At first glance it might be considered surprising that chronic exposure to alcohol and cocaine did not alter the expression of glutamate transporter genes. These high affinity glial and neuronal transporters modulate extracellular glutamate levels. Studies in rodents have shown that in the brain the majority of glutamate uptake is via EAAT2 encoded by SLC1A2 and alterations in glutamate homeostasis following prolonged exposure to drugs of abuse are associated with changes in several key components including EAAT2 (Reissner & Kalivas 2010). However, our study in the human hippocampus showed only a nominally significant result for SLC1A3 that encodes the glial transporter EAAT1 i.e. down-regulation of SLC1A3 in both alcoholics and cocaine addicts relative to controls (data not shown). On the other hand, as mentioned above we have demonstrated down-regulation of GABBR1 encoding the GABAB1 receptor subunit (Enoch et al. 2012) that is likely to result in a hyperglutamatergic state, the allostatic maintenance of which may not require alteration in levels of glutamate transporters.

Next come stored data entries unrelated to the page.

PR #163, opened 2020-10-15
Flag potential improvement

GlobalMin:
### Hoping to cut down on command line typing if that would get used
**Current situation:**
DRUM fit requires or suggests relative path inputs that could easily be removed and it looks like we are already doing this standard path/file checking on the testing side, so if this would be useful i can make a real tweak to the path input requirements.

> Paths are relative to `datarobot-user-models` root:  
> `drum fit  --code-dir model_templates/training/python3_xgboost --input tests/testdata/boston_housing.csv --target MEDV`  
> Check that `artifact.pkl` file was created.

**Idea for improved user experience:**
Would a makefile or another route be the most logical to turn the above into this? Regardless that should be straightforward I'm guessing but the new syntax could be this instead.

> 
> Paths are relative to `datarobot-user-models` root:  
> `drum fit  --code-dir python3_xgboost --boston_housing.csv --target MEDV`  
> Check that `artifact.pkl` file was created.

### DIFF
--- a/model_templates/training/python3_xgboost/utils.py
+++ b/model_templates/training/python3_xgboost/utils.py
@@ -1,0 +1,80 @@
+import os
+import glob
+import shutil
+import subprocess
+
+
+from .constants import PYTHON, R, R_ALL_PREDICT_STRUCTURED_HOOKS, R_FIT
+
+
+def _create_custom_model_dir(
+    resources,
+    tmp_dir,
+    framework,
+    problem,
+    language,
+    is_training=False,
+    nested=False,
+):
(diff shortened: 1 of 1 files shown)


GlobalMin:
@meltzg @yakov-g @liororama if an Issues object here is more suitable given the lack of code implementation for my idea, I can do that instead. If worth looking at I can also keep this open to add simple idea to once someone shares feedback.

datarobot-jarvis:
:dollar: Total cost of executing tests in Jenkins: $**0.01** USD.

PR #167, opened 2020-10-18
Switch R envs to flask because of OOM

yakov-g:

## Summary
R nginx started to fail with OOM
Switch to Flask

### DIFF
--- a/dev_env/rlang_nginx_env/start_server.sh
+++ b/dev_env/rlang_nginx_env/start_server.sh
@@ -4,7 +4,7 @@ export PYTHONPATH=/opt/code
 
 TARGET_TYPE="regression"
 
-CMD="drum server -cd . --address 0.0.0.0:8080 --production --max-workers 1 --show-stacktrace"
+CMD="drum server -cd . --address 0.0.0.0:8080 --with-error-server"
 
 if [ ! -z "${POSITIVE_CLASS_LABEL}" ]; then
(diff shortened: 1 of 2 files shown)


meltzg (approved):
why were we installing vim in the first place?

yakov-g:
> why were we installing vim in the first place?

This is dev env, so I wanted to install vim

yakov-g:
jarvis please test functional_drop_in

meltzg (approved):

liororama:
What kind of failure we are talking about ? if we are using a single worker then NGINKS is not talking much more memory then the flask? And I prefer our default environments to use nginx and not flask server.

yakov-g:
> What kind of failure we are talking about ? if we are using a single worker then NGINKS is not talking much more memory then the flask? And I prefer our default environments to use nginx and not flask server.

I don't know what has happened: 
the flow was.
1. Smth has changed in R repos, that required to rebuild R base image. Docker file hasn't been changed, I only recreated the image.
2. Tests started to fail.
3. Tests in R nginx env fail both on jenkins and locally
4. Tests in R flask env fail locally, but do not fail in jenkins.
5. I want to merge this to unblock development and investigate.

liororama (approved):
As long as this is for unblocking development I am ok with this.

datarobot-jarvis:
:dollar: Total cost of executing tests in Jenkins: $**2.49** USD.

PR #1154, opened 2024-10-27
[RAPTOR-11322] Add lazy loading processor to download the associated lazy loading remote files to the local volume

zohar-mizrahi:
## Summary
In the context of the lazy loading custom model support, it is required to process the related environment variable, if exists, and download the required files to the root folder of the executed custom model.

## Changes
* Add a new method to the `BaseLanguagePredictor` to handle lazy loading files and call it from the `PythonPredictor` within the configuration phase.
* Add a new handler `LazyLoadingHandler` to deal with processing the lazy loading structured data JSON from an environment variable and use `datarobot_storage` to download the lazy loading files in parallel.
* Small improvement to the `credential_type` attribute definition in `S3Credentials`.
* Minor change to `.gitconfig`.
* Unit, integration and functional tests - note that the functional test requires special environment variables in order not to be skipped. It assumes an accessible MinIO service that is set with specific files. (I run it locally in my environment).

### DIFF
--- a/.gitignore
+++ b/.gitignore
@@ -86,7 +86,7 @@ celerybeat-schedule
 *.sage.py
 
 # Environments
-.env
+.env*
 .venv
 env/
 venv/
--- a/custom_model_runner/datarobot_drum/drum/lazy_loading/exceptions.py
+++ b/custom_model_runner/datarobot_drum/drum/lazy_loading/exceptions.py
@@ -1,0 +1,2 @@
+class InvalidValue(Exception):
+    pass
--- a/custom_model_runner/datarobot_drum/drum/lazy_loading/exceptions.py
+++ b/custom_model_runner/datarobot_drum/drum/lazy_loading/exceptions.py
@@ -1,2 +1,0 @@
-class InvalidValue(Exception):
-    pass
--- a/custom_model_runner/requirements.txt
+++ b/custom_model_runner/requirements.txt
@@ -26,4 +26,4 @@ termcolor
 packaging
 markupsafe<=2.1.3
 pydantic==2.9.2
-datarobot-storage
+datarobot-storage>=0.0.0,<1.0.0
--- a/custom_model_runner/requirements.txt
+++ b/custom_model_runner/requirements.txt
@@ -26,3 +26,4 @@ termcolor
 packaging
 markupsafe<=2.1.3
 pydantic==2.9.2
+datarobot-storage
--- a/tests/functional/test_lazy_loading.py
+++ b/tests/functional/test_lazy_loading.py
@@ -1,0 +1,99 @@
+import json
+import os
+import time
+from pathlib import Path
+from unittest.mock import patch
+
+import pytest
+from datarobot_storage import get_storage
+from datarobot_storage.amazon import S3Storage
+from datarobot_storage.enums import FileStorageBackend
+
+from datarobot_drum.drum.lazy_loading.constants import BackendType
+from datarobot_drum.drum.lazy_loading.constants import EnumEncoder
+from datarobot_drum.drum.lazy_loading.constants import LazyLoadingEnvVars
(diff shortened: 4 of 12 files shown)


rvorobii (approved):

.gitignore
```diff
@@ -86,7 +86,7 @@ celerybeat-schedule
 *.sage.py
 
 # Environments
-.env
+.env*
```
akshoop, line 89: Why this change?

custom_model_runner/datarobot_drum/drum/lazy_loading/exceptions.py
```diff
@@ -0,0 +1,2 @@
+class InvalidValue(Exception):
```
akshoop, line 1: This seems unused

custom_model_runner/requirements.txt
```diff
@@ -26,3 +26,4 @@ termcolor
 packaging
 markupsafe<=2.1.3
 pydantic==2.9.2
+datarobot-storage
```
akshoop, line 29: I think this is only available internally, are we sure we can add this dependency?

tests/functional/test_lazy_loading.py
```diff
@@ -0,0 +1,99 @@
...
+    def skip_minio_test_if_missing_env_vars(self):
+        if "AWS_ACCESS_KEY_ID" not in os.environ:
+            pytest.skip("AWS_ACCESS_KEY_ID not set in environment")
+        if "AWS_SECRET_ACCESS_KEY" not in os.environ:
+            pytest.skip("AWS_SECRET_ACCESS_KEY not set in environment")
+        if "MINIO_ENDPOINT_URL" not in os.environ:
+            pytest.skip("Minio endpoint URL not set in q")
+
+    @pytest.fixture
+    def repository(self, skip_minio_test_if_missing_env_vars):
```
akshoop, line 31: Do you need the `skip_minio_test_if_missing_env_vars` fixture here?

custom_model_runner/requirements.txt
akshoop: Would be good to pin to specific version too

.gitignore
zohar-mizrahi: Because I have different env files for different environments, that is: .env.s3 and .env.minio

custom_model_runner/requirements.txt
zohar-mizrahi: Yes, we can use it - there was a decision to make it public.

zohar-mizrahi: Ok, I'll allow any versions up to a major upgrade.

tests/functional/test_lazy_loading.py
zohar-mizrahi: Yes, because the given fixture tries to read expected environment variable: `os.environ[MINIO_ENDPOINT_URL]`

akshoop: But it looks like there's only 1 test in this module `test_download_from_minio_success` which already uses `skip_minio_test_if_missing_env_vars` fixture. So I'm saying that having it in `repository` fixture seems redundant

custom_model_runner/requirements.txt
```diff
@@ -26,3 +26,4 @@ termcolor
 packaging
 markupsafe<=2.1.3
 pydantic==2.9.2
+datarobot-storage>=0.0.0,<1.0.0
```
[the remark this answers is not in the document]
YuriyGuts: Curious about the reason to pin this to `0.*` versions specifically. Does it have something to do with artifactory releases vs. OSS releases? The reason I'm asking is Buzok is at `datarobot-storage==2.0.3` and we can't bump DRUM to the latest version because of this conflict.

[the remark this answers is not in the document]
YuriyGuts: Sorry, I should probably rather ask in #drum in case we need the input of related teams on this.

One limitation of this study is that we only selected genes encoding the glutamate receptors and transporters that are sufficiently expressed in the hippocampus and did not take a more global approach by, for example including genes implicated in glutamate synthesis and metabolism as well as genes encoding glutamate receptor associated proteins. However we had to weigh up the positive aspect of including a much larger group of candidate genes against the negative aspect of much more stringent corrections for multiple testing. Therefore we opted for a conservative approach. Nevertheless, information about three other glutamatergic genes is available in our two previous publications about GABAergic gene expression in the same two datasets (Enoch et al. 2012, 2013). The expression of GLS, encoding the enzyme glutaminase that converts glutamine to glutamate, did not differ between alcoholics, cocaine addicts and controls. However, GAD1 and GAD2, the genes encoding glutamic acid decarboxylase, the enzyme that converts glutamate to GABA, were both down-regulated in cocaine addicts relative to alcoholics and controls.

In conclusion, in this first comprehensive study of glutamatergic gene expression in healthy humans, we have shown that genes encoding glutamate ionotropic receptors, metabotropic receptors and transporters are moderately to highly expressed throughout the brain except in the cerebellum, the mediodorsal nucleus of thalamus and the striatum. Six factors explain nearly all the variance in global gene expression; one factor included seven genes with exceptionally high expression in the cerebellum. At least in the hippocampus, the effect of chronic alcohol use is largely to up-regulate glutamatergic genes. The effects of cocaine exposure are less evident. It is possible that the NMDA GluN2B receptor subunit might be implicated in a common pathway to addiction, possibly in conjunction with the GABAB1 receptor subunit. Finally, our findings in human samples validate the clinical relevance of similar findings in rodent models of chronic alcohol / cocaine exposure.